Der von Rundfunkgebühren finanzierte El Hotzo sorgte für Diskussionen, indem er linksextremistische Gewalt relativierte: „Man kann sich vor linksextremer Gewalt recht einfach schützen, indem man z. B. kein Nazi ist“.

Wie bitte? Ist jedes Opfer von Linksextremismus für ihn also ein Nazi? Das wäre etwa so logisch, wie jedes Opfer von Rechtsextremisten als Kommunisten zu bezeichnen. Linke Genozide, Übergriffe von Maoisten auf pro-israelische Demonstranten oder die unzähligen Angriffe von Antifa-Mitgliedern auf jeden, der kein Linker ist, sind Beweis genug dafür, dass Hotz hier massiv relativiert.
Gewaltverherrlichung, zumindest wenn es den Richtigen trifft
Doch das ist nicht das einzige Beispiel für „El Hotzos“ Hang zu links-verharmlosenden Ausfallerscheinungen.
Nach einem Angriff auf das Auto eines FDP-Politikers konnte der Böhmermann-Autor es sich auch nicht verkneifen, diesen Angriff als „unterstützenswert“ zu bezeichnen. Wenn es die FDP trifft, ist jedes Mittel recht?

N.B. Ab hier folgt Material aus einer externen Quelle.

PR #2357, opened 2026-09-04
Trim comment bloat

### LINKED ISSUE #2353: 73k lines of comment against 309k of code, and the worst headers are 4:1
## The number

Across `magda/`, 1581 C++ files: **73,265 comment lines against 308,617 code lines — 24%.** Nearly a quarter of the tree is prose.

The distribution is worse than the average. Headers with more than 60 lines of code, by ratio of comment to code:

| ratio | comment | code | file |
|---|---|---|---|
| 433% | 273 | 63 | `magda/engine/param/ModLfo.hpp` |
| 384% | 242 | 63 | `magda/daw/audio/plugins/engine/EngineDeviceFactory.hpp` |
| 380% | 232 | 61 | `magda/daw/api/remote_api_host.hpp` |
| 323% | 213 | 66 | `magda/daw/audio/plugins/engine/DeviceControl.hpp` |
| 314% | 239 | 76 | `magda/daw/audio/session/ClipSynchronizer.hpp` |
| 311% | 196 | 63 | `magda/daw/audio/plugins/engine/EngineExternalDevice.hpp` |
| 284% | 176 | 62 | `magda/daw/core/controllers/BindingRegistry.hpp` |
| 264% | 185 | 70 | `magda/engine/param/ModRuntime.hpp` |
| 263% | 329 | 125 | `magda/daw/audio/osc/OscRouter.hpp` |
| 251% | 206 | 82 | `magda/engine/exec/EngineSession.hpp` |

A header where four lines in five are prose is not documented, it is buried.

## Why it costs

- **Reading.** Finding the signature of a five-method interface means paging past three screens of rationale.
- **Drift.** Prose is not compiled. A comment explaining why a field exists outlives the reason, and nothing fails when it does. The longer it is the more of it can quietly go stale.
- **Review.** A change to a 20-line comment block reads in a diff like a change to logic.
- **It compounds.** The style teaches itself: everyone writing new code matches the density of what is around it, including me. That is how it reached a quarter of the tree.

## What is worth keeping

Not all of it. The comments that earn their place say something the code cannot: an issue number, a constraint from outside (a TE quirk, a JUCE contract, a format's rules), a measured figure, or a decision whose alternative looks more obvious than it is. Those are usually one or two lines.

What does not earn its place, and is most of the bulk:

- Restating the code below it in prose.
- Narrating alternatives that were rejected, at length.
- Worked examples and tables that belong in `docs/` or in a test.
- The same explanation repeated on the declaration, the definition and the call site.
- Essays on a struct field.

## Direction

1. **Set a rule and write it down** — in `CLAUDE.md`, so it binds contributors and agents alike. Suggested: a comment is a line or two; anything longer needs a reason, and a link to an issue or a doc beats a paragraph.
2. **Measure it.** The script above is a few lines; a CI check could report the ratio per PR, or fail a file that crosses a threshold, so the number stops growing while the backlog is worked.
3. **Cut the worst by hand.** The ten files above are ~2,300 comment lines between them. They are the ones people read most — interfaces — and cutting them sets the example for everything else.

Nicht nur linke Gewaltfantasien finden bei El Hotzo Erwähnung, auch der linke Enteignungstraum ist ihm nicht fremd:

Erfolg mag er auch nicht wirklich, es sei denn, er wird zwangsfinanziert. Zur Erinnerung: El Hotzo arbeitet für Jan Böhmermann, der von Rundfunkgebühren finanziert wird.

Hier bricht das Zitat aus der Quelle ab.